• 8 months ago
Incorrectly fitted cleats can cause knee pain or even injury. We speak to a bike fitting expert on how to get yours sorted.
Transcript
00:00 Hi, I'm Hannah Reynolds, fitness editor at Cycling Weekly. Today I'm at Bespoke Cycling's
00:11 flagship store in Canary Wharf with expert bike fitter Ben Hallam, who's going to show
00:15 us how to fit our cleats to our road shoes. Today we've got SPDSL cleats with 105 pedals,
00:22 but the principles are the same whatever cleat and pedal system you're using. We've loosely
00:26 fitted them, so now over to Ben.
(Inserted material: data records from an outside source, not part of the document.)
PR #4128, opened 2020-08-11
Make Array.prototype.unshift method conform to ES11

ossy-szeged:
Changes:
- Since ES6 Array.prototype.unshift shouldn't iterate
over the array elements if argument count is 0.
- Add proper guard for a check introduced in ES6.
- Update comments to reference to ES5.1 and ES11 specs too.

### DIFF
--- a/jerry-core/ecma/builtin-objects/ecma-builtin-array-prototype.c
+++ b/jerry-core/ecma/builtin-objects/ecma-builtin-array-prototype.c
@@ -1514,7 +1514,8 @@ ecma_builtin_array_prototype_object_splice (const ecma_value_t args[], /**< argu
  * The Array.prototype object's 'unshift' routine
  *
  * See also:
- *          ECMA-262 v5, 15.4.4.13
+ *          ECMA-262  v5, 15.4.4.13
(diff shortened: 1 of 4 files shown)


jerry-core/ecma/builtin-objects/ecma-builtin-array-prototype.c
```diff
@@ -1562,51 +1563,61 @@ ecma_builtin_array_prototype_object_unshift (const ecma_value_t args[], /**< arg
...
+      ecma_deref_ecma_string (index_str_p);
+
+      if (ECMA_IS_VALUE_ERROR (operation_value))
+      {
+        return operation_value;
+      }
     }
   }
 
   for (uint32_t arg_index = 0; arg_index < args_number; arg_index++)
```
dbatyai, line 1618: Shouldn't this loop also be in the `should_iterate` block?

ossy-szeged: You're right, it should because of the spec. I'll fix it immediately.
Technically it is no-op, because args_number is still 0. 
But let's follow the spec and avoid double checking of args_number.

Where do we start?
00:29 What we need to do first is a standing and moving assessment to understand how the body
00:33 moves off the bike so we know how to set up the cleats on the bike. Now you can do this
00:37 in front of the mirror yourself and be able to see your body's natural movement patterns
00:41 and where you may need to move your cleats. So first thing I'd like you to do is have
00:45 a little march on the spot for me and then stand whatever feels nice and comfortable
00:48 for you. That's good. So we're looking for are the feet rotating out, rotating in? Are
00:54 we naturally standing very wide, in which case the feet when you're riding may need
00:59 to be moved to the outside. Here we can see on the left hand side we have a slight rotation
01:04 out. Next thing we want to do is look at a little bit more dynamically what happens as
01:10 you move. Stand about shoulder width apart and I want you to rotate feet straight ahead
01:16 for me. Now this may feel a little unnatural, but we want to see where your body moves out
01:23 of that straight alignment because it gives us an indication of what we may need later
01:26 on when we're fitting the cleats. Raise your arms up in front and sit back and down into
01:31 a squat as low as you feel comfortable going. What we're looking for here are do the feet
01:36 rotate out as we move? Do the knees bend out? Do the knees drop in? If the knees drop in
01:42 we may need to allow some rotation in the cleat to not restrict this movement. So next
01:49 Hannah what we need to do is a seated assessment to look at rotations around the knee. Take
01:55 a seat on the end of a bed or a couch with your feet dangling in the air like this. What
01:59 you're looking for if you look down from the top, does your foot sit straight? Does it
02:04 rotate in? Or does it rotate out? This is going to indicate where we need to potentially
02:10 set your cleats so that you're not forcing your foot to be in a position it does not
02:15 want to be in. So Hannah, next we're going to deal with the cleat position fore and aft.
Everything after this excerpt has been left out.